- TASK PROMPT
Lines holding the string "example" are the ones to copy; find them all in the data.

Start of EXERCISE MATERIALS

Issue #1649, opened 2025-01-30
[NEW] Prevent endless replication loop by throttling write commands


lschmidtcavalcante-sc:
**The problem/use-case that the feature addresses**

The problem of endless replication loop is described here https://redis.io/blog/the-endless-redis-replication-loop-what-why-and-how-to-solve-it/, but it can be summarized as: in cases where the replica is slow to consume the replication buffer (for example, busy retrieving the initial snapshot of the database), said buffer can overflow triggering the synchronization process to start from scratch again.

**Description of the feature**

Implement a feature flag (say `write-throttling`) that once enabled evaluates each incoming write request:

- If the incoming write request will cause an overflow of the replication buffer, then drop it and return `THROTTLED` error;
- If the incoming write request will not cause an overflow of the replication buffer, then add to the replication buffer and proceed as usual.

This way the endless replication loop is avoided at the cost of dropping some requests.

**Alternatives you've considered**

There are currently two solutions to endless replication loop:

1. Reduce the traffic so the buffer doesn't overflow (either cut the traffic or wait for non-peak hours)
2. Increase the replication buffer size, giving more time for the replica to catch up.

These solutions will continue to exist and the proposed `write-throttling` is not expected to be enabled by default.

hpatro:
@lschmidtcavalante-sc Thanks for starting this issue. I think operationally it makes sense to introduce a mechanism to avoid the endless replication loop. I've a few questions on this.

* Do you envision this as a boolean feature flag?
* Could it cause complete write outage? (this might be a bad/unexpected experience for unfamiliar users)
* Can't the client be blocked until the full sync is over instead of introducing a new `THROTTLED` response. Clients are generally very slow to catchup with these changes.

lschmidtcavalcante-sc:
1. Yes, it would be a boolean flag
2. I can only envision this scenario happening if there is a slow replica that doesn't consume its replication buffer and it also never disconnects. Nonetheless, I don't expect this feature to be enabled by default.
3. By client you mean the caller of Valkey? If so, then this solution is good because it doesn't rely on their behavior to `THROTTLED` (or another error stating that we are close to being full), we are simply not going to write their requests to the replication buffer regardless of their retries

ovaiskhansc:
@hpatro just wanted to add to point # 2 above that we use this functionality when ValKey is used as a cache and in that context a write failure is preferred instead of a OOM crash.

hpatro:
[...]

PR #1672, opened 2025-02-05
Implementation of write throttling

lschmidtcavalcante-sc:
This feature (config `write-throttling`) aims to give an alternative to client disconnection when the output buffer overflows. Once enabled, it evaluates if the incoming write command will exceed the output buffer limit of any replica: if it will exceed, then discard the write command and return `THROTTLED`; otherwise write it to the output buffer.

The expected main usage of this feature is during replication: while the replica is busy copying the initial snapshot its output buffer may overflow, causing a restart of the replication process. At the cost of dropping some requests (responding as `THROTTLED`) an endless replication loop can be averted.

Issue #1649


zuiderkwast:
We will make the cut-off for 8.1 release candidates in a few days, so this will most likely have to wait until the next release. Other than review, we'll need to make some decision about the feature and about throttling in general.

> The expected main usage of this feature is during replication: while the replica is busy copying the initial snapshot its output buffer may overflow, causing a restart of the replication process.

Regarding this problem, we already have dual-channel replication feature introduced in 8.0 which offloads the buffering to the replica side. I think it can help to some extent.

src/server.c
```diff
@@ -2059,6 +2060,7 @@ void createSharedObjects(void) {
         createObject(OBJ_STRING, sdsnew("-EXECABORT Transaction discarded because of previous errors.\r\n"));
     shared.noreplicaserr = createObject(OBJ_STRING, sdsnew("-NOREPLICAS Not enough good replicas to write.\r\n"));
     shared.busykeyerr = createObject(OBJ_STRING, sdsnew("-BUSYKEY Target key name already exists.\r\n"));
+    shared.throttlederr = createObject(OBJ_STRING, sdsnew("-THROTTLED\r\n"));
```
hpatro, line 2057: Sending a generic throttled error seems risky to let each client build their own retry logic. Either we need to send out an estimated replication duration as retry-after time or maintain a backoff period for each client and reset it once the replication backlog gets cleared.

src/server.c
```diff
@@ -4324,6 +4326,33 @@ int processCommand(client *c) {
...
+     * disconnection.
+     */
+    if (server.write_throttling && is_write_command && server.primary_host == NULL) {
+        /* Size of the command to be stored in the output buffer. */
+        unsigned long long command_size = 3 + digits10(c->argc); /* 3: *[argc]\r\n */
+        for (int iarg = 0; iarg < c->argc; ++iarg) {
+            size_t arg_length = sdslen(c->argv[iarg]->ptr);
+            command_size += 5 + digits10(arg_length) + arg_length; /* 5: $[arglen]\r\n[arg]\r\n */
+        }
+
```
hpatro: Wouldn't `c->net_input_bytes_curr_cmd` suffice to get the command size?

hpatro (commented):
Thanks for the PR. If TSC approves it, we would also need to add CLIENT opt in flag to enable this feature for client, that can handle the feature..

src/server.c
lschmidtcavalcante-sc: That is much better, thanks!

src/server.c
xbasel: Or block the client with a configurable timeout, then either resume writing if COB pressure subsides or return an error.

xbasel:
I'm not sure this approach is ideal for multi-replica setups. A single problematic replica could render the engine unusable, even when losing one replica might be acceptable.

ovaiskhansc:
@xbasel just trying to understand what you mean here. This error is primarily to protect the "primary" node from slowing down when it is under stress for caching scenarios where we care about timely response more than write success.

There is also a related discussion here: https://github.com/valkey-io/valkey/issues/1649

madolson:
> This error is primarily to protect the "primary" node from slowing down when it is under stress for caching scenarios where we care about timely response more than write success.

If the replica is overloaded, it won't be able to consume the output stream generated by the primary and it will build up in the replica's client output buffer. So the primary will start throttling writes even though it's not the one under pressure, the replica is.

src/server.h
```diff
@@ -1799,6 +1799,8 @@ struct valkeyServer {
                                                  invocation of the event loop. */
     unsigned int max_new_conns_per_cycle;     /* The maximum number of tcp connections that will be accepted during each
                                                  invocation of the event loop. */
+    int write_throttling;                     /* 1 if write throttling is enabled: prevents output buffer overflow (and
```
hwware:
```suggestion
    int write_throttling;                     /* 1 if write throttling is enabled: prevents replication buffer overflow (and
```

hwware: I am interested in this topic, so far it looks like the solution is throwing an error code.

lschmidtcavalcante-sc:
Sorry for the long absence.

It is a fair callout @xbasel , and @ovaiskhansc reply needs to take into account the context that we are coming from a KeyDB world that doesn't have a dual-channel equivalent -- in Valkey world the motivation changes a bit. So when @ovaiskhansc mentions to protect the primary, he means the extra work of re-starting the whole process of synchronization.

PR #1673, opened 2025-02-05
Allow TCL 9.0 for tests

zuiderkwast:
Makes our tests possible to run with TCL 9.

The latest Fedora now has TCL 9.0 and it's working now, including the TCL TLS package. (This wasn't working earlier due to some packaging errors for TCL packages in Fedora, which have been fixed now.)

This PR also removes the custom compilation of TCL 8 used in our Daily jobs and uses the system default TCL version instead. The TCL version depends on the OS. For the latest Fedora, you get 9.0, for macOS you get 8.5 and for most other OSes you get 8.6.

The checks for TCL 8.7 are removed, because 8.7 doesn't exist. It was never released.


zuiderkwast:
Fedora now comes with TCL 9.0 and we started getting failures like this: https://github.com/valkey-io/valkey/actions/runs/13147311114/job/36688160501

hwware:
Which version is used in our online CI?

zuiderkwast:
> Which version is used in our online CI?

Most of them have 8.6. Macos has 8.5. Fedora rawhide has now only 9.0. I guess we need to support all of them.

zuiderkwast:
TCL 9.0 works now. The test-fedorarawhide-jemalloc job passed.

The remaining failures are other problems. One of them is solved in #1675.

zuiderkwast:
:scream: Still fails with TLS:

```
version conflict for package "tcl": have 9.0.0, need 8.4
```

Need to solve this too.

zuiderkwast:
:sweat: The TCL TLS package doesn't seem to support TCL 9.0 yet. See here: https://core.tcl-lang.org/tcltls/wiki/Documentation

There's a beta version of this package 2.0 which will support TCL 9.0 according to this page: https://core.tcl-lang.org/tcltls/file?name=doc/tls.html&ci=trunk

Currently, fedora rawhide includes tcltls 1.7 which is incompatible with tcl 9.0 and effectively broken. I guess they will fix it soon.

Alternatives to this PR:

* Download and build TCL 8.6, without using fedora's package repos.
* Remove Fedora rawhide from our daily scope. It is the current development verions, like our unstable branch. Maybe we shouldn't actually run it in daily?

enjoy-binbin:
> Remove Fedora rawhide from our daily scope. It is the current development verions, like our unstable branch. Maybe we shouldn't actually run it in daily?

i think we can go with this option.

tests/instances.tcl
```diff
@@ -294,7 +292,7 @@ proc parse_options {} {
             incr j
             set ::host ${val}
         } elseif {$opt eq {--tls} || $opt eq {--tls-module}} {
-            package require tls 1.6
```
hwware, line 296: I think we should not touch tls lib

zuiderkwast: tls 1.6 requires TCL 8.x and it rejects TCL 9.x.

If we want to use TCL 9.0, we need to use tls 2.0, which is only a beta version now. It's not yet released.

If we want to allow different TCL versions, we also need different TLS lib versions, so I think we can remove the hard-coded version requirements.

madolson:
> Remove Fedora rawhide from our daily scope. It is the current development verions, like our unstable branch. Maybe we shouldn't actually run it in daily?

I think having it here is good as it notifies us about upcoming issues, but I agree for the moment we shouldn't be blocked on it.

zuiderkwast:
@jonathanspw is looking at solving this in Fedora, probably add TCL 8 back.

zuiderkwast:
The CI failures are not related to the TCL version. They are other failures, mostly known ones, not related to this PR.

zuiderkwast:
@valkey-io/valkey-committers Can someone review this?

We should start supporting TCL 9. Distros have it now and people start having trouble running the tests locally.

ranshid (approved):

runtest
```diff
@@ -1,5 +1,5 @@
 #!/bin/sh
-TCL_VERSIONS="8.5 8.6 8.7"
+TCL_VERSIONS="8.5 8.6 9.0"
```
enjoy-binbin, line 2: we are remoing 8.7? If some people are using 8.7, if that be a problem?

enjoy-binbin (approved):

runtest
zuiderkwast: TCL 8.7 was never released. I didn't think it will ever be released.

I see now there has been some development. In 2021 it was in alpha stage according to https://www.tcl-lang.org/software/tcltk/8.7.html but I guess 8.7 will not be developed much anymore after 9.0 is released. If 8.7 is released later, we can add it again.

enjoy-binbin: ok, SGTM.

roshkhatri:
Do we need to backport these changes to release branches?
I see tests are failing due to TCL 8.5

sarthakaggarwal97:
Context: The goal is to make already released branches flaky test free and backport the existing [effort](https://github.com/valkey-io/valkey/issues/2701) from unstable to stabilize the branches. Currently due to the [TCL 8.5 check](https://github.com/valkey-io/valkey/blob/8.0/tests/test_helper.tcl#L5), fedora runners aren't able to run the test because they have 9.0 installed. 

Sample Link of the failure: https://github.com/sarthakaggarwal97/valkey/actions/runs/19113712295/job/54617221974

So I guess we will need to backport these changes to allow for TCL 9.0. @zuiderkwast @madolson any thoughts on this? Is it safe to remove this check (considering there could be breaking changes from TCL 8 to TCL 9?)

Another option is to skip fedora tests for now on the already released branches.

zuiderkwast:
Yes, it's fine to backport this PR. It's a good idea.

> Is it safe to remove this check (considering there could be breaking changes from TCL 8 to TCL 9?)

Yes, this PR fixes the small differences that need to be fixed for the tests to work with TCL 8 and 9. One example is this change:

```diff
-    fconfigure $fd -encoding binary
+    fconfigure $fd -translation binary
```

ranshid:
I see that this: https://github.com/valkey-io/valkey/pull/1673 was not backported to 9.0 (intentionally?)
we have it in Unstable, 8.0 and 8.1. should we backport to 9.0? (@zuiderkwast)

zuiderkwast:
Yeah, let's backport to 9.0.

End of EXERCISE MATERIALS

- OUTPUT BELOW
The problem of endless replication loop is described here https://redis.io/blog/the-endless-redis-replication-loop-what-why-and-how-to-solve-it/, but it can be summarized as: in cases where the replica is slow to consume the replication buffer (for example, busy retrieving the initial snapshot of the database), said buffer can overflow triggering the synchronization process to start from scratch again.
Yes, this PR fixes the small differences that need to be fixed for the tests to work with TCL 8 and 9. One example is this change:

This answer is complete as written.